**PROVIDED RECORDS**:
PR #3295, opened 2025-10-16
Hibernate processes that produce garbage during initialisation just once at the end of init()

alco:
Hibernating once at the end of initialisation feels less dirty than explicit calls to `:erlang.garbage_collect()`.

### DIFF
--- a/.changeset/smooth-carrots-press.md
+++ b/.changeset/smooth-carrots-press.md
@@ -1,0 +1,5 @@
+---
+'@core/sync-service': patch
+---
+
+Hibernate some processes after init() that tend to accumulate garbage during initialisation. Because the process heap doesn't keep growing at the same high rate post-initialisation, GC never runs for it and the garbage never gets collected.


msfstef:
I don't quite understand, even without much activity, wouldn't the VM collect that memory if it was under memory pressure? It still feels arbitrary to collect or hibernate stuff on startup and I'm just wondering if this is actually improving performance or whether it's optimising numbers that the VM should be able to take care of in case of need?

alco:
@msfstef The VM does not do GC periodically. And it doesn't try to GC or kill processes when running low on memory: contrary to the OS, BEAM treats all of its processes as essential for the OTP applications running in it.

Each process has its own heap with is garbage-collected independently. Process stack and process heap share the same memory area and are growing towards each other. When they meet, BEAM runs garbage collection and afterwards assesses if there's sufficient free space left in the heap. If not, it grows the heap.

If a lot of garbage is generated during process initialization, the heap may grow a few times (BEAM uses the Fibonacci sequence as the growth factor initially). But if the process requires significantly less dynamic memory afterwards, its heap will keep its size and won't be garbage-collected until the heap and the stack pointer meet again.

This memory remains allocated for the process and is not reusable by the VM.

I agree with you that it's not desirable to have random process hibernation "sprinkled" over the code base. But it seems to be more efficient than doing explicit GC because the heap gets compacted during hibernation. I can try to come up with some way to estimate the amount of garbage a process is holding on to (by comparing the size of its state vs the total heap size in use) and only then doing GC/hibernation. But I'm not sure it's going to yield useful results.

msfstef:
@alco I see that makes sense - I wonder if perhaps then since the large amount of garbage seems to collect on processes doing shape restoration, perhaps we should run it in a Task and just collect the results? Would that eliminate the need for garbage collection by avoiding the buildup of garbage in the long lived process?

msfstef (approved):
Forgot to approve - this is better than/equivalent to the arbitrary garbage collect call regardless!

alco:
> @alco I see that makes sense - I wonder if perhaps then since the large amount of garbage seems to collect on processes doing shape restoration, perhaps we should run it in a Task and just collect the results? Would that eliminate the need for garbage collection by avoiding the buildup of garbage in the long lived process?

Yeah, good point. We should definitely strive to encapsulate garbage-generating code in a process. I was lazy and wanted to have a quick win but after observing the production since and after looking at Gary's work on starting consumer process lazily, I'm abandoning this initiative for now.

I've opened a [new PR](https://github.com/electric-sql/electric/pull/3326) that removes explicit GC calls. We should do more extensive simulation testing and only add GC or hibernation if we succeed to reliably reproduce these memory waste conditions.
==
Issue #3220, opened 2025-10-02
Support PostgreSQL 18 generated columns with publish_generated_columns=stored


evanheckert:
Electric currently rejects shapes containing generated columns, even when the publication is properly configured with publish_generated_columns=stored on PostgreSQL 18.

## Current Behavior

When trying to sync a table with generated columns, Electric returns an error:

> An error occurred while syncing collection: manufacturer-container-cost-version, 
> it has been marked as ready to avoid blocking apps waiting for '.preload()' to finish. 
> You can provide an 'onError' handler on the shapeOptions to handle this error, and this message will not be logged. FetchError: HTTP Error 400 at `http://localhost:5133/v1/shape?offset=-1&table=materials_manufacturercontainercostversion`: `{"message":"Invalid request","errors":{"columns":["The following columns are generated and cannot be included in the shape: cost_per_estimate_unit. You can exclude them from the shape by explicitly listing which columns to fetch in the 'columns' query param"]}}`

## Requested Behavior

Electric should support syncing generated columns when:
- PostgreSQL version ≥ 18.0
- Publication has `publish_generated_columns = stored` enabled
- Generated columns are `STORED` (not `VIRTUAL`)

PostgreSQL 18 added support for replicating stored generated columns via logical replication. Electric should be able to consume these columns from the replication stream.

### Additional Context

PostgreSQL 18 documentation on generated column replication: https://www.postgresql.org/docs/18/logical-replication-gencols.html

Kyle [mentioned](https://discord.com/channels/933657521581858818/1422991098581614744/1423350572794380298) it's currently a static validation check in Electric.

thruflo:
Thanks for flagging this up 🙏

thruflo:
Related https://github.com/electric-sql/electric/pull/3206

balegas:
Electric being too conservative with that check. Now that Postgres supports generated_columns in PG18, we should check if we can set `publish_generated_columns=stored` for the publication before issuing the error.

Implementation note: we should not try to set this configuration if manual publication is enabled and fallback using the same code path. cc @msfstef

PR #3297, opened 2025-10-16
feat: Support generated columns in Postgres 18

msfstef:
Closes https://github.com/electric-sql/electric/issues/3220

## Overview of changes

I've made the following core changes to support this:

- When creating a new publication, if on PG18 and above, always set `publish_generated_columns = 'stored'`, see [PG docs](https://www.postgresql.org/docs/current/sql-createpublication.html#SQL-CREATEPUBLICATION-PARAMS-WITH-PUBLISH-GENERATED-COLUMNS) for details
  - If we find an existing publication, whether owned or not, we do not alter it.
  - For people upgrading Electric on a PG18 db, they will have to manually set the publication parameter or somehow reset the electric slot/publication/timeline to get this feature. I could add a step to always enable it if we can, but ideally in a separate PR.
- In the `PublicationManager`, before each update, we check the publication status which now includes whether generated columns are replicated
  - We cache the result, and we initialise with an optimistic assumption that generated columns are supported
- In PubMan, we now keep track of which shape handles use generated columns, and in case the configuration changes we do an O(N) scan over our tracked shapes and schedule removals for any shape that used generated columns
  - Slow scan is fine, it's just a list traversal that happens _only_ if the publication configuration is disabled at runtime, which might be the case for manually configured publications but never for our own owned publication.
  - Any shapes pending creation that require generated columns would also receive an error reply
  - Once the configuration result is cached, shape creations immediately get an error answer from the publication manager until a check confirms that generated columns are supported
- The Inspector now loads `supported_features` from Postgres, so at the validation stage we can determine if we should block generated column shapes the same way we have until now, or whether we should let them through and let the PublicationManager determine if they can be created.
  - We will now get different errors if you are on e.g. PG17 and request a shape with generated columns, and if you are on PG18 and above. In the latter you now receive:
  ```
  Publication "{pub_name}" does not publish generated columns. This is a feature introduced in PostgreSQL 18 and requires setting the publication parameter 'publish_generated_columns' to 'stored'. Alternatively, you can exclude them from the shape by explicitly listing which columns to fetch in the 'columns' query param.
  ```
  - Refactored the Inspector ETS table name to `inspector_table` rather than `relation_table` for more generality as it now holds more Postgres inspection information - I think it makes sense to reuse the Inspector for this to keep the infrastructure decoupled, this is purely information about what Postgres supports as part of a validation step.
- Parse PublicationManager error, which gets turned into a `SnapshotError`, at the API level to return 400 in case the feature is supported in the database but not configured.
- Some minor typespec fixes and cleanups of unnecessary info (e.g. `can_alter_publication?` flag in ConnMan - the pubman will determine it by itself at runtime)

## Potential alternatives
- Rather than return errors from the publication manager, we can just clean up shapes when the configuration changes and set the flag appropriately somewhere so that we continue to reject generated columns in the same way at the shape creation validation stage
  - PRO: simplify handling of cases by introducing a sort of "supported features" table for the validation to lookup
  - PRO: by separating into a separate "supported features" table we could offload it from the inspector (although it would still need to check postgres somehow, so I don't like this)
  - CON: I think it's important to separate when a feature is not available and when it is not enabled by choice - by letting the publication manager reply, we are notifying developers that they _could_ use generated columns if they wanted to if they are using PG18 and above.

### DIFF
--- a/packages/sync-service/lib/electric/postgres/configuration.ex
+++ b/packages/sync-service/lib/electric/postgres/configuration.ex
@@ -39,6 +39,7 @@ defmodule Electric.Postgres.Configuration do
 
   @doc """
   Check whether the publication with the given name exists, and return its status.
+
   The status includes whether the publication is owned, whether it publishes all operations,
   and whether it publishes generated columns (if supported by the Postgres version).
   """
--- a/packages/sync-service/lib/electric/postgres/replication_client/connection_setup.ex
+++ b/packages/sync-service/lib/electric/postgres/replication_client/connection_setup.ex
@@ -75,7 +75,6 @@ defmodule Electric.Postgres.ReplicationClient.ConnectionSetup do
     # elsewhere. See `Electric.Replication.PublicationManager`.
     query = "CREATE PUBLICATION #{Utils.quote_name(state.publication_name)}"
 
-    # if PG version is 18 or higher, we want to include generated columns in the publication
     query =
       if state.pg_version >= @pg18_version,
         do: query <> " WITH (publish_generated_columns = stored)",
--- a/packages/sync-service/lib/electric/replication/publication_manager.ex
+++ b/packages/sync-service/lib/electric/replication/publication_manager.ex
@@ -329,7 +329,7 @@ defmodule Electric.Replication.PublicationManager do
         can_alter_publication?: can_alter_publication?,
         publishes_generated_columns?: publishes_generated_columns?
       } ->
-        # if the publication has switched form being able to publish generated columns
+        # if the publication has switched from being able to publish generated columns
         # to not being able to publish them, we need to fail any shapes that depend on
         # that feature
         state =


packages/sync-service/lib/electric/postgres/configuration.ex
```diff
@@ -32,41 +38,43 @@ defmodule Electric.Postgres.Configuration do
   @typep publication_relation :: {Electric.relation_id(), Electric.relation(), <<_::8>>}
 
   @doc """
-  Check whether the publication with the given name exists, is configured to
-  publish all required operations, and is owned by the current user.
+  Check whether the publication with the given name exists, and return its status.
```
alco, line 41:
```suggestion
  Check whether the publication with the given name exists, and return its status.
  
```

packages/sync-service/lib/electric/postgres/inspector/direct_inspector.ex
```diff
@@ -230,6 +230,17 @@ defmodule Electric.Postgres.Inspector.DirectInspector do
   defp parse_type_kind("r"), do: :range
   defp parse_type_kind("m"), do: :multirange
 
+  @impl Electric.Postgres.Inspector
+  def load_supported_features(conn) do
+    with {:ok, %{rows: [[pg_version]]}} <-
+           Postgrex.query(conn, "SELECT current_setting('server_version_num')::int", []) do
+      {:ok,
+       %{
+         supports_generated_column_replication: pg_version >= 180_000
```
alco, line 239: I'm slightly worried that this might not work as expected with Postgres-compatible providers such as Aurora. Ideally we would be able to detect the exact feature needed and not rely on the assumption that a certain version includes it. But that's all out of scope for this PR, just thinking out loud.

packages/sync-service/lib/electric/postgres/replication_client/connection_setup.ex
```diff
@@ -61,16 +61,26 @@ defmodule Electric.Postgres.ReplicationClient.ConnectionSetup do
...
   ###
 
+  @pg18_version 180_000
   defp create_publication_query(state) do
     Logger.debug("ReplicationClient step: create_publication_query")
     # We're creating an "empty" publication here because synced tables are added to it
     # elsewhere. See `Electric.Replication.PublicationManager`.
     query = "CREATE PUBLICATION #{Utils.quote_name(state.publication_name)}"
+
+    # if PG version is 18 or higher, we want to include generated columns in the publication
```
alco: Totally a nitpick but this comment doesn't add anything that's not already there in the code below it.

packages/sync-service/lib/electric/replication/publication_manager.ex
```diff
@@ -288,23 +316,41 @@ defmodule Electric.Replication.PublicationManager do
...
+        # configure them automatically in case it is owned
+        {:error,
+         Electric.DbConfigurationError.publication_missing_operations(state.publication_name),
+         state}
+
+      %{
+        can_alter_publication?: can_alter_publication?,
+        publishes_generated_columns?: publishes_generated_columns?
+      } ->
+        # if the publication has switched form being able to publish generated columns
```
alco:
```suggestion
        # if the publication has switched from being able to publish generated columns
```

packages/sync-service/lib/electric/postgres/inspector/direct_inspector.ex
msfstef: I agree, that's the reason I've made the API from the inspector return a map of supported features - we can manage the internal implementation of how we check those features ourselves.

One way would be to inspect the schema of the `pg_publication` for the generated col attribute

**ASSIGNED TASK**: Copy every line of the records above that holds the word "msfstef".

**EXERCISE ANSWER**:
msfstef:
@msfstef The VM does not do GC periodically. And it doesn't try to GC or kill processes when running low on memory: contrary to the OS, BEAM treats all of its processes as essential for the OTP applications running in it.
msfstef:
msfstef (approved):
Implementation note: we should not try to set this configuration if manual publication is enabled and fallback using the same code path. cc @msfstef
msfstef:
msfstef: I agree, that's the reason I've made the API from the inspector return a map of supported features - we can manage the internal implementation of how we check those features ourselves.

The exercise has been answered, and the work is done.